PR #15825, opened 2023-09-26
[Unity] Dtype check in legalization of R.matmul

Lunderberg:
Prior to this commit, if `R.matmul` has arguments with an unknown datatype, it would produce an error from within the `R.call_te` implementation of `BlockBuilder.call_te`, stating `TVMError: cannot make const for type handle`.  While true, this is not the most easily interpreted error message.

This error message occurs due to the use of an unknown data type in Relax as a concrete data type in TE/TIR.  While Relax supports unknown datatypes, TIR does not.  When the Relax representation of an unknown datatype, `DataType::Void()`, is passed into TIR, this is interpreted as an opaque handle, which cannot have a scalar constant produced for it.

This commit validates the types being used in Relax, prior to generating the legalized implementation of `R.matmul`.  By catching the error earlier, the error message can be in terms of the Relax objects being used.

### DIFF
--- a/python/tvm/relax/transform/legalize_ops/linear_algebra.py
+++ b/python/tvm/relax/transform/legalize_ops/linear_algebra.py
@@ -89,6 +89,14 @@ def _matmul(bb: BlockBuilder, call: Call) -> Expr:
             name="matmul",
         )
 
+    lhs, rhs = call.args
+    lhs_sinfo = call.args[0].struct_info
+    rhs_sinfo = call.args[1].struct_info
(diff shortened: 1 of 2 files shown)


slyubomirsky:
Are you certain that `Void` is treated as false in that check? There's no test case included.

Lunderberg:
I had tested it locally, but initially didn't add a test case as it only changes where an error is thrown from, and no additional functionality.  That said, your point on validating the assertion is a good one, and I've added a test to ensure that the unknown dtype triggers the correct error.

slyubomirsky (approved):
Thank you for adding the test case!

******

● WHAT THIS TASK INVOLVES:
Take the line with "rhs = call.args" and all lines after it through the end of the records, and write them out exactly; include nothing else.

● THE COMPLETED TASK:
+    lhs, rhs = call.args
+    lhs_sinfo = call.args[0].struct_info
+    rhs_sinfo = call.args[1].struct_info
(diff shortened: 1 of 2 files shown)


slyubomirsky:
Are you certain that `Void` is treated as false in that check? There's no test case included.

Lunderberg:
I had tested it locally, but initially didn't add a test case as it only changes where an error is thrown from, and no additional functionality.  That said, your point on validating the assertion is a good one, and I've added a test to ensure that the unknown dtype triggers the correct error.

slyubomirsky (approved):
Thank you for adding the test case!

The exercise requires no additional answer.